Comment #18 by stephan.schiffels — 2013-01-30T15:29:45Z
Don and Walter, thanks for reducing the code and fixing the bug, all on a very short timescale! This is going to be a very important fix for me. Using the optimization switch is critical for me.
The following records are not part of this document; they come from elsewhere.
PR #2894, opened 2024-12-15
Task solution (read description)

AnderZerfall:
My tests are completely broken because of a mysterious issue — I'm still getting the error "Failed to fetch the module...". So, idk, if it passes the test or not. I compared my code to others and it should work fine... 
At least the demo seems to be fine.

[DEMO LINK](https://anderzerfall.github.io/react_add-todo-form/)

### DIFF
--- a/package-lock.json
+++ b/package-lock.json
@@ -18,7 +18,7 @@
       },
       "devDependencies": {
         "@cypress/react18": "^2.0.1",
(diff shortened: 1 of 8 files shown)


AnderZerfall:
Some checks were not successful. I'll fix that asap

BudnikOleksii (approved):
Good work 👍 
But pay attention to naming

Stephan
Comment #19 by github-bugzilla — 2013-01-30T17:18:24Z
Commits pushed to master at https://github.com/D-Programming-Language/dmd https://github.com/D-Programming-Language/dmd/commit/06d991f039eab23561398aea4ea764ea49a6dea4 fix Issue 9387 - Compiler switch -O changes behavior of correct code https://github.com/D-Programming-Language/dmd/commit/9f3ab3f0b4713bd12a3ada71ca783bab1edae663 Merge pull request #1584 from WalterBright/b45 fix Issue 9387 - Compiler switch -O changes behavior of correct code
Comment #20 by clugdbug — 2013-01-31T00:52:53Z
> Don and Walter, thanks for reducing the code and fixing the bug, all on a very short timescale! Thanks. Optimizer bugs get top priority, and this was the one of the worst bugs of all time. I found test cases where the executable was wrong, yet still produced correct results in 90% of runs. I don't think I've ever seen a bug that was so difficult to reduce.